Frau July schreibt ein Buch in Moll, der Kritiker sagt: Es ist nicht wirklich toll
Klaus Nüchtern in FALTER 34/2015 vom 21.08.2015 (S. 26)
Der Output, mit dem Miranda July als Künstlerin, Performerin, Musikerin, Schriftstellerin, Schauspielerin und Regisseurin die Welt versorgt, würde locker für ein halbes Dutzend Künstlerkarrieren reichen. Dabei ist July, die mit ihrem Film „Me and You and Everyone We Know“, in dem sie selbst die weibliche Hauptrolle spielte und 2005 in Cannes die Goldene Kamera gewann, erst 41 Jahre alt. Etwa derselben Generation gehört auch Cheryl Glickman an. Damit dürften sich die Ähnlichkeiten zwischen July und der Protagonistin ihres Romandebüts aber bereits erschöpft haben.
Cheryl ist eine neurotische, welt- und lebensfremde Person, vollkommen außerstande, eigene Interessen zu artikulieren, geschweige denn durchzusetzen. Das Objekt ihrer Begierde, der um vieles ältere Philipp, steht ihr vor allem spirituell nahe, sexuell ist er stärker an einer 16-Jährigen aus seinem Cranio-Sacral-Kurs interessiert. Dass er bei Cheryl per SMS um Zustimmung zum noch ausständigen Vollzug bettelt (die schließlich erteilt wird), lässt den Verdacht aufkommen, dass es sich bei „Der erste fiese Typ“ um eine Art dystopische Satire auf eine Gesellschaft handelt, die mit Wertschätzungsrhetorik, Therapieterror und Esoterikgeschwafel der vollkommenen Infantilisierung entgegenarbeitet.
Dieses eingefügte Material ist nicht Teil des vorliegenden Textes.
PR #155, opened 2024-06-21
chore: Make error handlers accept unknown and clean up type assertions

joe-yeager:
## Description and Context

**_This PR looks huge, but the big changes are localized to a couple of files that I tagged with comments, the rest are typescript changes, or updating tests._**

Updates functions that take errors as arguments to take type `unknown` and to type narrow the error to prevent the methods to require type assertions every time they are called.  

The reasoning behind this:
- The default type of the `error` in catch blocks is `unknown` and it is considered a bad practice to set it to anything other than `unknown`.  
- It required type assertions on every invocation and they are considered a bad practice because they are disabling the type system by us asserting we know the type with full certainty.  Because of this they give us a false sense of type security
 

## TODO

- [ ] Integrate this with the CLI and test things are working as expected

## Who to Notify

@camden11 @brandenrodgers @kemmerle

### DIFF
--- a/errors/apiErrors.ts
+++ b/errors/apiErrors.ts
@@ -1,20 +1,18 @@
-import { AxiosError } from 'axios';
-import {
-  GenericError,
-  AxiosErrorContext,
-  BaseError,
-  ValidationError,
-} from '../types/Error';
+import { AxiosError, isAxiosError } from 'axios';
+import { AxiosErrorContext, BaseError, ValidationError } from '../types/Error';
 import { HTTP_METHOD_VERBS, HTTP_METHOD_PREPOSITIONS } from '../constants/api';
 import { i18n } from '../utils/lang';
 import { throwError } from './standardErrors';
-import { HubSpotAuthError } from '../models/HubSpotAuthError';
+import {
+  HubSpotAuthError,
+  isHubSpotAuthError,
+} from '../models/HubSpotAuthError';
 import { HttpMethod } from '../types/Api';
 
 const i18nKey = 'errors.apiErrors';
 
 export function isSpecifiedError(
-  err: Error | AxiosError,
+  err: unknown,
   {
     statusCode,
     category,
@@ -29,6 +27,10 @@ export function isSpecifiedError(
     code?: string;
   }
 ): boolean {
+  if (!(err instanceof Error)) {
+    return false;
+  }
+
   // eslint-disable-next-line @typescript-eslint/no-explicit-any
   const error = (err && (err.cause as AxiosError<any>)) || err;
   const statusCodeErr = !statusCode || error.response?.status === statusCode;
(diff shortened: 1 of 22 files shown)


errors/apiErrors.ts
```diff
@@ -1,20 +1,18 @@
-import { AxiosError } from 'axios';
-import {
-  GenericError,
-  AxiosErrorContext,
-  BaseError,
-  ValidationError,
-} from '../types/Error';
+import { AxiosError, isAxiosError } from 'axios';
```
joe-yeager, line 1: This is one of the files of interest

errors/standardErrors.ts
```diff
@@ -3,21 +3,28 @@ import { i18n } from '../utils/lang';
 
 import { BaseError } from '../types/Error';
 import { LangKey } from '../types/Lang';
-import { AxiosError } from 'axios';
 
-export function isSystemError(err: BaseError): boolean {
-  return err.errno != null && err.code != null && err.syscall != null;
+export function isSystemError(err: unknown): err is BaseError {
```
joe-yeager, line 7: This is one of the files of interest

errors/apiErrors.ts
```diff
@@ -49,41 +51,39 @@ export function isSpecifiedError(
...
     !!(err.response?.data?.message || !!err.response?.data?.errors)
   );
 }
 
 export function isSpecifiedHubSpotAuthError(
-  err: GenericError,
+  err: unknown,
   { status, category, subCategory }: Partial<HubSpotAuthError>
-): boolean {
+): err is HubSpotAuthError {
```
camden11, line 79: Wow I did not know you could do this. Huge.

errors/standardErrors.ts
```diff
@@ -3,21 +3,28 @@ import { i18n } from '../utils/lang';
...
+    err.errno != null &&
+    'code' in err &&
+    err.code != null &&
+    'syscall' in err &&
+    err.syscall != null
+  );
 }
 
-export function isFatalError(err: BaseError): boolean {
+export function isFatalError(err: unknown): err is BaseError {
```
camden11, line 19: Should this be `err is HubspotAuthError`?

camden11: Also realizing that this is redundant with `isHubSpotAuthError`, but I guess we can't really remove it without doing a major version bump

camden11 (approved):
This all looks great. This may have been obvious, but we were all fairly new to Typescript when we started working on this repo, and we never really had a good idea of how to handle typing the errors. This is a pretty big improvement I think.

One minor comment, but looks good to me.

errors/apiErrors.ts
joe-yeager: Yeah, they are called [type predicates](https://www.typescriptlang.org/docs/handbook/2/narrowing.html#using-type-predicates) and they are very powerful!

errors/standardErrors.ts
joe-yeager: Great question.  My reasoning for going `BaseError` over `HubSpotAuthError` was that this method might expand to cover other types of errors so I wanted to keep it generic.

models/HubSpotAuthError.ts
```diff
@@ -23,3 +23,7 @@ export class HubSpotAuthError extends Error {
       undefined;
   }
 }
+
+export function isHubSpotAuthError(err: unknown): err is HubSpotAuthError {
```
brandenrodgers, line 27: Do we need this util? It looks like we're only using it in one place. If we do, I think it might be better off living in another file rather than in the models/ folder

errors/standardErrors.ts
brandenrodgers: Maybe we can remove `isFatalError` in one of your follow up PR's? I'm guessing this rework of the error handling will eventually require a major version bump anyways.

models/HubSpotAuthError.ts
joe-yeager: We can ditch it, I was using it in more places initially.

errors/standardErrors.ts
joe-yeager: > Maybe we can remove isFatalError in one of your follow up PR's?

Yep, I will do this in the batch of PRs after the [AxiosError](https://github.com/HubSpot/hubspot-local-dev-lib/pull/151/files) rework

Tatsächlich weiß man bei diesem aus skurrilen Szenarien und halbgaren Ideen zusammengezimmerten Buch oft nicht so genau, ob man lachen, weinen oder gähnen soll. Als man Cheryl die etwa halb so alte Clee als Mitbewohnerin aufdrängt, entwickelt sich zwischen den beiden Frauen über seltsame S/M-Rituale nach und nach eine echte Beziehung und schließlich – als Clee unerwartet schwanger wird – eine ganz realistisch erzählte Lovestory.
Als Großmutter, Ersatzvater und Geliebte in Personalunion findet sich Cheryl auf einmal im „richtigen“ Leben und einem sehr bedeutungsvollen Entwicklungsroman wieder, wo sie zwischen Kinderkackekonsistenzkontrolle und Muttermilchabpumpgeräuschüberprüfung eine berührende Fürsorglichkeit entwickelt, ehe das Buch so verhuscht zu Ende geht, wie es begonnen hat.